DVDダイジェスト版に寄せて ―明日への思い―
長編ドキュメンタリー『四季・遊牧―ツェルゲルの人々―』三部作・全6巻(7時間40分)は、1998年以来、東京・大阪など大都市で、また全国各地の農山村で、市民の方々によるあたたかな上映活動の輪となって、広がってきました。
家族と地域、自然と人間……。はるか遊牧の大地の暮らしを描いたはずのこの物語は、不思議にも、日本の私たち自身の姿を照らし返してくれるようです。

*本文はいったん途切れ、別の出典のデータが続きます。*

PR #308, opened 2020-04-29
Task/tests for indexing gui and sower jobs

themarcelor:
Jira Ticket: [PXP-5786](https://ctds-planx.atlassian.net/browse/PXP-5786)

This PR comprises 2 new automated test scenarios for the Indexing GUI `/indexing` & the recently-added sower jobs that allow the users to:
1. Upload and register a set of indexd records through a manifest and 
2. Generate and download a manifest containing a full list of indexd records from the Gen3 Commons environment.

This was tested against qa-dcp and all the required changes have also been applied to Jenkins CI environments. It has also been executed manually against `jenkins-genomel`, which presented positive results.

### New Features
New automated test with the tag @indexing.

### Improvements
Adding condition to `run-tests.sh` to only execute the tests if the `sower-manifest` configmap contains the relevant sower jobs declared in there. This is a temporary measure until the invalid URLs can redirect  the user to a proper 404 Not Found page.

### tests

********
TEST: Navigate to the indexing page and upload a test manifest @indexing
RESULT: passed
RETRIES: 0
TIMESTAMP: Wed Apr 29 2020 16:25:55 GMT-0500 (Central Daylight Time)
********
  ✔ OK in 86868ms

********
TEST: Navigate to the indexing page and download a full indexd manifest @indexing
RESULT: passed
RETRIES: 0
TIMESTAMP: Wed Apr 29 2020 16:26:45 GMT-0500 (Central Daylight Time)
********
  ✔ OK in 49398ms

### DIFF
--- a/suites/portal/indexingPageTest.js
+++ b/suites/portal/indexingPageTest.js
@@ -1,11 +1,12 @@
 /*
+ Indexing GUI & Indexing/Manifest Sower Jobs (PXP-5786)
  This test plan has a few pre-requisites:
  1. Sower must be deployed and
  2. The environment's manifest must have the indexing jobs declared
     within the sower config block (manifest-indexing & indexd-manifest)
  3. The Indexing GUI is only available in data-portal >= 2.24.9
 */
-Feature('Indexing page - PXP-5786');
+Feature('Indexing GUI');
 
 const { expect } = require('chai');
 const { sleepMS, Gen3Response } = require('../../utils/apiUtil.js');
--- a/suites/portal/indexingPageTest.js
+++ b/suites/portal/indexingPageTest.js
@@ -8,6 +8,8 @@
 Feature('Indexing page - PXP-5786');
 
 // const stringify = require('json-stringify-safe');
+const path = require("path")
+const fs = require("fs")
 const { expect } = require('chai');
 const { sleepMS, Gen3Response } = require('../../utils/apiUtil.js');
 const { Bash } = require('../../utils/bash.js');
@@ -89,6 +91,7 @@ Scenario('Navigate to the indexing page and upload a test manifest @indexing', a
 
     if (indexdRecordRes.data.hashes) {
       expect(indexdRecordRes.data.hashes.md5).to.equal(testHash);
+      break
     } else {
       console.log(`WARN: The indexd record has not been created yet... - attempt ${i}`);
       await sleepMS(5000);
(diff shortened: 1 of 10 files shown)


suites/portal/indexingPageTest.js
```diff
@@ -0,0 +1,136 @@
...
+    manifestDownloadUrl.toString(),
+  ).then((res) => new Gen3Response(res));
+  console.log(`### downloadOuput: ${JSON.stringify(getManifestRes)}`);
+
+  const testManifestData = contentsOfTestManifest.split('\n')[1];
+  const downloadedManifestData = getManifestRes.body;
+
+  expect(
+    downloadedManifestData,
+  ).to.include(
```
ZakirG, line 133: if the BeforeSuite is deleting all indexd records, this test should still pass if you use the stricter "equal" instead of "include" yeah?

test_setup.js
```diff
@@ -250,6 +250,12 @@ module.exports = async function (done) {
     assertEnvVars(basicVars.concat(googleVars, submitDataVars));
     console.log('TEST_DATA_PATH: ', process.env.TEST_DATA_PATH);
 
+    // If testedEnv is not defined, infer FQDN based on the NAMESPACE
+    if (process.env['testedEnv'] === '' || process.env['testedEnv'] === undefined) {
```
ZakirG, line 254: i dont think javascript style encourages use of the triple equals against the undefined keyword. i think the string comparison like so is preferred: 
`typeof process.env['testedEnv'] === 'undefined'`

ZakirG: source: https://stackoverflow.com/questions/3390396/how-to-check-for-undefined-in-javascript

suites/portal/indexingPageTest.js
themarcelor: The 1st Scenario creates the indexd record and the 2nd Scenario downloads the manifest and makes sure the same data is found (GUID, md5 hash, size, url, etc.).
CodeceptJS `BeforeSuite` runs before all scenarios so that doesn't impact the 2nd test scenario.
There's a separate `Before` function that runs before every Scenario (which behaves similarly to Python's unittest `SetUp()` function), that one would totally mess this up, but that is not used in this script.

test_setup.js
themarcelor: Oh, I was reproducing _prior art_ found on the same script -> Line 17:
```
const inJenkins = (process.env.JENKINS_HOME !== '' && process.env.JENKINS_HOME !== undefined);
```

But I can push another commit for that, np.

suites/portal/indexingPageTest.js
ZakirG: would the test pass if you used "equal" instead of "include" ? i feel like a stricter condition is preferable ~

ZakirG: are there other records or might there be duplicates?

themarcelor: I'm using include because the test `manifest.tsv` file also becomes an indexd record (but I only care about the actual record that is created through the sower job, not the one that is created by `ssjdispatcher`).
The `BeforeSuite` should delete 'em all so we don't expect other records.
This test will definitely pass if there are duplicates, that is a good point.
Is it realistic to expect the sower job to create duplicates though??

世界の隅々まで巻き込んでゆく市場競争の波。多くの人たちが、いのちを削り、心を病む日々に煩悶しています。『四季・遊牧』は、私たちに“心のふるさと”にも似た懐かしさとやさしさ、未来への希望を思い起こさせてくれるのです。撮影から二十年たった今、その意味は、ますます強まってくるような気がしてなりません。
この作品世界を、子供からお年寄りまで、幅広い世代のみなさんに、より身近な形でご覧いただけるよう、この度、DVDダイジェスト版として、新たなものにまとめることにしました。
このダイジェスト版が、世代を結び、明日への思いを語り合うきっかけになれば、この上ない喜びです。